VM job checkpoint and restart

Checkpointing enables Dynamic Cluster users to pause and save the current state of memory and local disk of a VM running a job. The checkpoint files allow users to restart the VM job on the same physical server or a different physical server so that it continues processing from the point at which the checkpoint files were written.

When a user submits a VM job with a checkpoint, Dynamic Cluster saves the current state of the VM ("checkpoints") at the initial specified time, and repeats the process again when the job reaches the specified time interval. Dynamic Cluster only checkpoints the VM job when the job is running, so if the job state changes during the checkpointing period (for example, the job is finished, killed, or suspended), Dynamic Cluster does not checkpoint the VM job. Dynamic Cluster only keeps one checkpoint file for each job. If Dynamic Cluster checkpoints a VM job multiple times, the newest checkpoint file always overwrites the last checkpoint file.

Dynamic Cluster automatically restarts a checkpointed VM job only when the job status becomes UNKNOWN. When restarting the VM job, Dynamic Cluster restores the VM from the last checkpoint. If there is no checkpoint for the VM job yet, LSF kills the job and requeues it, where it is rerun from the beginning with the same job ID. To use checkpointing, LSF must be able to rerun the job, either by submitting it to a rerunnable queue or by using the bsub -r option.

It is possible for the VM to be down but the physical execution host to be available. Therefore, it is possible for the VM to reschedule on the same execution host. To reduce the chance of repeating the failure, Dynamic Cluster places the original execution host at the end of the candidate host list, so that Dynamic Cluster attempts to reschedule the job on other execution hosts first.

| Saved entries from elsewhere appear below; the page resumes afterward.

PR #295, opened 2019-09-05
[DC] Nginx Connector

greg-snowflake:


greg-snowflake:
This was tested by running the webui locally and creating the connector. Note that it requires a specific folder layout for the nginx access and error logs (i.e. you specify a folder which contains two folders, one called 'access' and one called 'error', each of which contain their respective logs). This layout needs to be communicated to the user and configured by them for this connector to work.

src/connectors/nginx.py
```diff
@@ -0,0 +1,290 @@
...
+
+
+def connect(connection_name, options):
+    table_name = f'nginx_{connection_name}_connection'
+    log_landing_table = f'data.{table_name}'
+    error_landing_table = f'data.nginx_{connection_name}_error_connection'
+    prefix = ''
+    bucket_name = ''
+
+    for i in options:
```
andrey-snowflake: I think options is always a dict so this is more clear as

    if '' in options:
        del options['']

src/connectors/nginx.py
```diff
@@ -0,0 +1,290 @@
...
+    db.create_table(
+        name=error_landing_table,
+        cols=ERROR_LANDING_TABLE_COLUMNS,
+        comment=yaml_dump(module='nginx', **options)
+    )
+    db.execute(f'GRANT INSERT, SELECT ON {error_landing_table} TO ROLE {SA_ROLE}')
+
+    stage = options.get('existing_stage')
+    if stage:
+        stage_name = stage
```
andrey-snowflake: should this also clear out the other options as it does in the ldap connector?

src/connectors/nginx.py
```diff
@@ -0,0 +1,290 @@
...
+                    }
+                ]
+            }, indent=4),
+        )
+    }
+
+
+def finalize(connection_name):
+    base_name = f'nginx_{connection_name}'
+    options = yaml.load(next(db.fetch(f"SHOW TABLES LIKE '{base_name}_connection' IN data"))['comment'])
```
andrey-snowflake: to make this more clear split out

    table = next(db.fetch(f"SHOW TABLES LIKE '{base_name}_connection' IN data"))

src/connectors/nginx.py
```diff
@@ -0,0 +1,290 @@
...
+    error_pipe = f'data.{base_name}_error_pipe'
+
+    # IAM change takes 5-15 seconds to take effect
+    sleep(5)
+    db.retry(
+        lambda: db.create_pipe(
+            name=pipe,
+            sql=(
+                f'COPY INTO data.{base_name}_connection '
+                f"FROM (SELECT PARSE_JSON($1), HASH($1), regexp_substr($1:request::string, '.*request_?[iI]+d=([^\\\\&\\\\s]+)', 1, 1, 'e')"
```
andrey-snowflake: where is this from? how sure can we be it all works?

should I manually review this?

src/connectors/nginx.py
```diff
@@ -0,0 +1,290 @@
...
+            file_format=db.TypeOptions(type='JSON')
+        )
+
+    stage_props = db.fetch_props(
+        f'DESC STAGE {stage_name}',
+        filter=('AWS_EXTERNAL_ID', 'SNOWFLAKE_IAM_USER', 'AWS_ROLE', 'URL')
+    )
+
+    if prefix == '':
+        prefix = '/'.join(stage_props['URL'].split('/')[3:-1])
```
andrey-snowflake: cleanest would be regex, but cleaner to read if you split out

    url_parts = stage_props['URL'].split('/')

src/connectors/nginx.py
greg-snowflake: This is from the pipe definition that we're currently using to ingest nginx logs from s3 into snowhouse.

src/connectors/nginx.py
greg-snowflake: That doesn't have the same effect.

`>>> c = {'foo': '', 'bar': 'baz'}
>>> if '' in c:
... 	del c['']
...
>>> c
{'foo': '', 'bar': 'baz'}`

src/connectors/nginx.py
greg-snowflake: Yes. I wrote this one before I wrote that one, but I should bring that functionality over here as well. It means that if you provide an existing stage, you don't have to clear out the defaults from fields which provide one; it'll get automatically discarded (because we can derive everything we need from the existing stage and it's better to do that than ask users to remember what the stage says and risk them giving us the wrong information).

greg-snowflake: Looking at the code, we actually already do this; those values are initialized to empty strings at lines 108 and 109, and only populated with the options if we don't get an existing stage. And then the only time we use the AWS_ROLE option is when we're creating a new stage; the rest of the time, we get the role from the stage itself. So I think this one is actually fine as-is.

src/connectors/nginx.py
greg-snowflake: done

src/connectors/nginx.py
greg-snowflake: Turned this into a regex! you're correct, it's cleaner.

src/connectors/nginx.py
andrey-snowflake: `for i in option` iterates over the keys, not the values. if you're looking to remove empty values, it's probably clearest to re-construct the dict instead of mutating it, i.e.

    d = {k: v for k, v in d.items() if v != ''}

src/connectors/nginx.py
andrey-snowflake: sounds good. to make it a little more standard / clear, could we use the idiom I just changed `osquery_logs` to, i.e.

    stage_name = options.get('existing_stage')
    if not stage_name:
        ...

PR #297, opened 2019-09-05
[DC] Changed Cisco Umbrella Table Name

alldoami:
To indicate roaming clients


greg-snowflake:
Note that changes to existing connectors need to have migration steps included in a migration file in /src/migrations

PR #299, opened 2019-09-06
[DC] Fixed Cisco Umbrella Connector organization_id parsing

alldoami:


src/connectors/cisco_umbrella.py
```diff
@@ -104,7 +105,6 @@ def ingest(table_name, options):
     landing_table = f'data.{table_name}'
     timestamp = datetime.utcnow()
 
-    organizations_id = options['organization_id']
```
edulop91: @alldoami  we might still need this

src/connectors/cisco_umbrella.py
```diff
@@ -85,6 +85,7 @@ def get_data(organization_id: str, key: str, secret: str, params: dict = {}) ->
 def connect(connection_name, options):
     table_name = f'cisco_umbrella_{connection_name}_connection'
     landing_table = f'data.{table_name}'
+    options['organization_id'] = int(options['organization_id'])
```
edulop91: :+1:

greg-snowflake: Does this break backwards compatibility with a connector set up before this patch? Or do the options get treated the same once they get yaml-ized and stored in the table comment?

Just double checking.

andrey-snowflake: yaml treats strings and int differently, just like JSON does, so the comments in currently deployed connectors should be updated. don't think anyone else is using this one just yet, but in future we should include this in migration notes.

src/connectors/cisco_umbrella.py
```diff
@@ -33,7 +33,7 @@
         'name': 'organization_id',
         'title': "Cisco Umbrella Organization Id",
         'prompt': "Your Cisco Umbrella Organization Id",
-        'type': 'str',
+        'type': 'int',
```
andrey-snowflake: going to add this to the general runner here as we do with JSON: https://github.com/chanzuckerberg/SnowAlert/blob/v1.8.6/src/runners/connectors_runner.py#L43-L44

andrey-snowflake:
re-created under #301

PR #300, opened 2019-09-06
[DC] LDAP connector

greg-snowflake:
Tested by running the UI locally and creating the connection, verifying that the files are ingested properly, and then dropping everything but the stage and creating the connection again using the existing stage flow.


src/connectors/ldap.py
```diff
@@ -0,0 +1,219 @@
...
+        'prompt': "The S3 bucket where the LDAP Logs are collected",
+        'prefix': "s3://",
+        'placeholder': "my-ldap-log-s3-bucket",
+    },
+    {
+        'type': 'str',
+        'name': 'prefix',
+        'title': "Prefix Filter",
+        'prompt': "The folder in LDAP Log Bucket where logs are collected",
+        'default': "ldap/",
```
andrey-snowflake: how common is default? is it something only we have?

src/connectors/ldap.py
```diff
@@ -0,0 +1,219 @@
...
+        )
+    }
+
+
+def finalize(connection_name):
+    base_name = f'ldap_{connection_name}'
+    pipe = f'data.{base_name}_pipe'
+    table = next(db.fetch(f"SHOW TABLES LIKE '{base_name}_connection' IN data"))
+    options = yaml.load(table['comment'])
+    stage = options.get('existing_stage', f'data.{base_name}_stage')
```
andrey-snowflake: I think in order for this to work, you have to add the  `existing_stage` to the `yaml_dump` call above?

src/connectors/__init__.py
```diff
@@ -12,6 +12,7 @@
 from . import tenable_settings
 from . import crowdstrike_devices
 from . import cisco_umbrella
+from . import ldap
```
andrey-snowflake: I remember regretting the `okta` without `_log` and we have it elsewhere, so might it make more sense to call this `ldap_logs`? no super strong intuition here, but t might be separate from `ldap_settings` or `ldap_accounts`?

src/connectors/ldap.py
greg-snowflake: IIRC ldap logs are ingested to S3 via FluentD, so there's not really a meaningful default to put here; it's what we set up when we configured fluentd.

src/connectors/ldap.py
greg-snowflake: Ah, good catch; the stage I was using adhered to the 'data.{base_name}_stage' format, which is why this made it through testing.

src/connectors/__init__.py
greg-snowflake: It was azure.py that we regretted (okta.py still exists), but your point is well taken.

If Dynamic Cluster fails to create a checkpoint, the VM job continues to run and Dynamic Cluster attempts to create another checkpoint at the next scheduled checkpoint time. The last successful checkpoint is always kept regardless of subsequent checkpoint failures.

If the VM could not be restored from the last checkpoint, the VM job cannot be restarted, so the job status remains UNKNOWN. If this occurs, LSF will continue attempting to restore the VM.